Comprehensive analysis of small-RNA deep-sequencing libraries constructed from NIH 3T3 and S11 cells. (A) Table of sequence distribution after annotation according to the MHV-68 genome and the mouse genome. NIH 3T3−, uninfected NIH 3T3 cells; NIH 3T3+, MHV-68-infected NIH 3T3 cells (48 h after infection); S11−, untreated S11 cells; S11+, S11 cells treated with TPA (20 ng/ml for 48 h). (B) Schemes showing the abundances of MHV-68 and mouse sequences in NIH 3T3 and S11 small-RNA deep-sequencing libraries.

MHV-68 miRNAs are located directly after the vtRNA sequences. (A) Genomic locations of MHV-68 miRNAs, modified from reference 32. The first 6 kbp of the MHV-68 genome are shown. Filled triangles represent the 8 vtRNA sequences. M1 to M9 (in red) are the known MHV-68 miRNA precursors. M10 to M15 (in blue) are the 6 novel MHV-68 miRNA genes identified in this paper. ORF, open reading frame; TR, terminal repeat. (B to I) RNA folding structures of 8 vtRNA sequences and their subsequent miRNAs.

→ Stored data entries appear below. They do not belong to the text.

Issue #2798, opened 2019-06-10
[BUG] string-length() after simple map operator


djbpitt:
Thank you for reporting your issue!

To be able to better understand you problem or suggestion, please add as much information as possible to this ticket. When there is no or just little information, it will be too difficult to work on it (and hence we will not be able to solve it)

Please fill in the following sections:

### What is the problem
> Describe exactly what you see (e.g. an output of an XQuery) 

In eXide, `1 ! string-length(.)` incorrectly returns `1`. It should raise a type error. 

### What did you expect
> Describe what you expected to happen. Add for example a reference to a [specification](https://www.w3.org/TR/xquery-3/).

`1 ! string-length()` (no dot inside the parentheses) correctly returns `1`. The reason different behavior with and without the dot is expected is explained at <https://www.biglist.com/lists/lists.mulberrytech.com/xsl-list/archives/201906/msg00021.html>. Saxon correctly implements the different behavior. And eXist correctly raises a type error with `string-length(1)`.

### Describe how to reproduce or add a test
> Describe how we can can reproduce the problem.

Type `1 ! string-length(.)` into eXide and press the Eval button.

### Context information
Please always add the following information
- eXist-db version + Git Revision hash e.g. eXist-db 3.0 /  acd0c14 : exist-db 4.4
- Java version (e.g. Java8u121) : Java 8
- Operating system (Windows 7, Linux, MacOs) : Centos 6
- 32 or 64 bit : 64 bit
- How is eXist-db installed? (JAR installer, DMG, WAR file, clone from GitHub) : jar
- Any custom changes in e.g. conf.xml : no

adamretter:
Unfortunately this is related to eXist-db's bogus handling of `.` (i.e. the context item), see - https://github.com/eXist-db/exist/issues/2308#issuecomment-443990266

line-o:
exist 5.3.0 is affected

PR #3355, opened 2020-04-09
Context Item should not be atomized when used as argument for fn:string-length

adamretter:
Closes https://github.com/eXist-db/exist/issues/2798

### DIFF
--- a/exist-core/src/main/java/org/exist/xquery/Function.java
+++ b/exist-core/src/main/java/org/exist/xquery/Function.java
@@ -317,14 +317,13 @@ public abstract class Function extends PathExpr {
 
         if (!cardinalityMatches) {
             cardinalityMatches = argument.getCardinality().isSubCardinalityOrEqualOf(argType.getCardinality());
-            if (!cardinalityMatches) {
-                if (argument.getCardinality() == Cardinality.EMPTY_SEQUENCE
-                        && argType.getCardinality().atLeastOne()) {
-                    throw new XPathException(this,
-                            ErrorCodes.XPTY0004,
-                            Messages.getMessage(Error.FUNC_EMPTY_SEQ_DISALLOWED,
-                                    argPosition, ExpressionDumper.dump(argument)));
-                }
+        }
+
+        if (!cardinalityMatches) {
+            if (argument.getCardinality() == Cardinality.EMPTY_SEQUENCE && argType.getCardinality().atLeastOne()) {
+                throw new XPathException(this,  ErrorCodes.XPTY0004,
+                        Messages.getMessage(Error.FUNC_EMPTY_SEQ_DISALLOWED,
+                                argPosition, ExpressionDumper.dump(argument)));
             }
         }
 
--- a/exist-core/src/main/java/org/exist/xquery/Function.java
+++ b/exist-core/src/main/java/org/exist/xquery/Function.java
@@ -24,6 +24,7 @@ package org.exist.xquery;
 import java.lang.reflect.Constructor;
 import java.util.List;
 
+import com.evolvedbinary.j8fu.tuple.Tuple2;
 import org.exist.dom.QName;
 import org.exist.xquery.parser.XQueryAST;
 import org.exist.xquery.util.Error;
@@ -33,6 +34,10 @@ import org.exist.xquery.value.Item;
 import org.exist.xquery.value.Sequence;
 import org.exist.xquery.value.SequenceType;
 import org.exist.xquery.value.Type;
+
+import javax.annotation.Nullable;
+
+import static com.evolvedbinary.j8fu.tuple.Tuple.Tuple;
 
 /**
  * Abstract base class for all built-in and user-defined functions.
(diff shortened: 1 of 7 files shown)


exist-core/src/main/java/org/exist/xquery/functions/fn/FunStrLength.java
```diff
@@ -38,64 +32,90 @@
...
-        return result;            
-	}
+            if (contextSequence != null) {
+                context.getProfiler().message(this, Profiler.START_SEQUENCES, "CONTEXT SEQUENCE", contextSequence);
+            }
+            if (contextItem != null) {
+                context.getProfiler().message(this, Profiler.START_SEQUENCES, "CONTEXT ITEM", contextItem.toSequence());
+            }
+        }
+
```
line-o, line 96: surplus blank line

exist-core/src/main/java/org/exist/xquery/functions/fn/FunStrLength.java
```diff
@@ -38,64 +32,90 @@
...
+
+        if (contextItem != null) {
+            contextSequence = contextItem.toSequence();
+        }
+
```
line-o, line 101: surplus blank line

exist-core/src/main/java/org/exist/xquery/functions/fn/FunStrLength.java
adamretter: Seriously... Is that really a problem? For me - It helps to break up the code.

exist-core/src/main/java/org/exist/xquery/functions/fn/FunStrLength.java
adamretter: As commented above.

exist-core/src/main/java/org/exist/xquery/Function.java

Sequences are color coded as follows: green, the predicted anticodons of the vtRNA sequences (5); red, the known MHV-68 miRNAs; yellow, the novel star miRNAs of known precursors; blue, the novel miRNAs of novel MHV-68 miRNA precursors. The GenBank accession number of the MHV-68 genome and the genomic locations of the sequences are given at the left of each sequence.

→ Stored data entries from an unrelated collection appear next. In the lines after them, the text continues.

PR #3596, opened 2020-10-30
Implementation of array:sort

adamretter:
Back-ported from FusionDB.

### DIFF
--- a/exist-core/src/main/java/org/exist/xquery/value/AtomicValueComparator.java
+++ b/exist-core/src/main/java/org/exist/xquery/value/AtomicValueComparator.java
@@ -33,50 +33,48 @@
 package org.exist.xquery.value;
 
 import com.ibm.icu.text.Collator;
-import net.jcip.annotations.NotThreadSafe;
-import org.exist.xquery.Constants;
+import net.jcip.annotations.ThreadSafe;
+import org.apache.logging.log4j.LogManager;
+import org.apache.logging.log4j.Logger;
+import org.exist.http.RESTServer;
+import org.exist.xquery.XPathException;
 
 import javax.annotation.Nullable;
 import java.util.Comparator;
 
 /**
- * Comparator for comparing instances of Item
- * apart from the XQuery atomic types there are
- * two Node types in eXist org.exist.dom.persistent.*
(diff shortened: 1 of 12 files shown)


exist-core/src/main/java/org/exist/xquery/value/AtomicValueComparator.java
```diff
@@ -0,0 +1,80 @@
...
+            return -1;
+        } else if (o2 == null) {
+            return 1;
+        }
+
+        try {
+            return o1.compareTo(collator, o2);
+        } catch (final XPathException e) {
+            LOG.error(e.getMessage(), e);
+            throw new ClassCastException(e.getMessage());
```
dizzzz, line 77: ??

exist-core/src/test/xquery/arrays/arrays.xql
```diff
@@ -1009,3 +1009,27 @@ declare
 function arr:put_pos_illegal_index() {
     array:put(["a", "b", "c", "d"], 5, "x")?*
 };
+
+declare
+    %test:assertEquals(1, 3, 4, 5, 6)
+function arr:sort-int() {
```
dizzzz, line 1015: what about a test doing 'mixed' content? ints, strings, decimals

dizzzz (approved):

exist-core/src/main/java/org/exist/xquery/value/AtomicValueComparator.java
adamretter: @dizzzz What other option do we have? The API says we can throw either:

```
     * @throws NullPointerException if an argument is null and this
     *         comparator does not permit null arguments
     * @throws ClassCastException if the arguments' types prevent them from
     *         being compared by this comparator.
```

So `ClassCastException` seemed like the *most* correct option to me.

exist-core/src/test/xquery/arrays/arrays.xql
adamretter: Done.

joewiz:
@adamretter Thank you for helping eXist move toward completing eXist's coverage of the XQuery 3.1 spec!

Validation of novel MHV-68 miRNAs. (A) Northern blot validation of novel MHV-68 miRNAs. RNAs were extracted from S11 total-cell lysates (lane 1), a control IP with anti-BrDU (lane 2), and an IP with anti-mAgo2 (monoclonal antibody 6F4) (lane 3) and were blotted onto a nylon membrane. Probes complementary to known or novel MHV-68 miRNAs were labeled and used for detection. Novel MHV-68 miRNAs are highlighted in blue. (B) Stem-loop qRT-PCR validation of the novel MHV-68 miRNA mghv-mir-M1-13. RNAs were extracted from total-cell lysates of S11 cells and from infected (+) or uninfected (−) Ag8 cells. The latter served as a negative control. The samples were subjected to stem-loop RT-qPCR as described in Materials and Methods. Data shown are means ± standard deviations for triplicate determinations. As positive controls, the expression of mghv-mir-M1-1 and that of the cellular miRNA mmu-miR-191 are also shown. (C) Generation of MHV-68 miRNAs in MHV-68-infected Dicer^−/− MEFs. Two independent clones of Dicer^−/− MEFs (lanes 2 and 4) were infected with MHV-68 in parallel with wild-type controls (lanes 1 and 3). Total RNAs were extracted and blotted onto a nylon membrane. Probes complementary to mghv-mir-M1-1 and mmu-mir-21 were labeled and used for detection. Probing against tRNA^Met served as a loading control.

(A and D) Cellular miRNA profiling of uninfected or MHV-68-infected NIH 3T3 cells and of untreated or TPA-treated S11 cells. Cellular miRNA levels were calculated and compared in the four deep-sequencing libraries. (A) Heat map depicting MHV-68-infected versus noninfected NIH 3T3 cells. (D) Heat map depicting TPA-treated versus untreated S11 cells. Only miRNAs that were more than 0.2% abundant in at least one library are shown. (B) Northern blot validation of cellular miRNAs upregulated after infection of NIH 3T3 cells. Total RNAs were extracted from uninfected (lane 1) or MHV-68-infected (lane 2) NIH 3T3 cells. RNAs were blotted onto a nylon membrane and were detected by labeled probes complementary to mmu-mir-16, mmu-mir-15b, or mghv-mir-M1-1. Probing against tRNA^Met served as a loading control. (C) Downregulation of BRCA-1 in MHV-68-infected NIH 3T3 cells. To analyze the expression of BRCA-1, RNAs were isolated from uninfected and MHV-68-infected NIH 3T3 cells 48 h after infection and were subjected to qRT-PCR using primers specific for BRCA-1 and 18S RNA. Data shown are means ± standard deviations for triplicate determinations.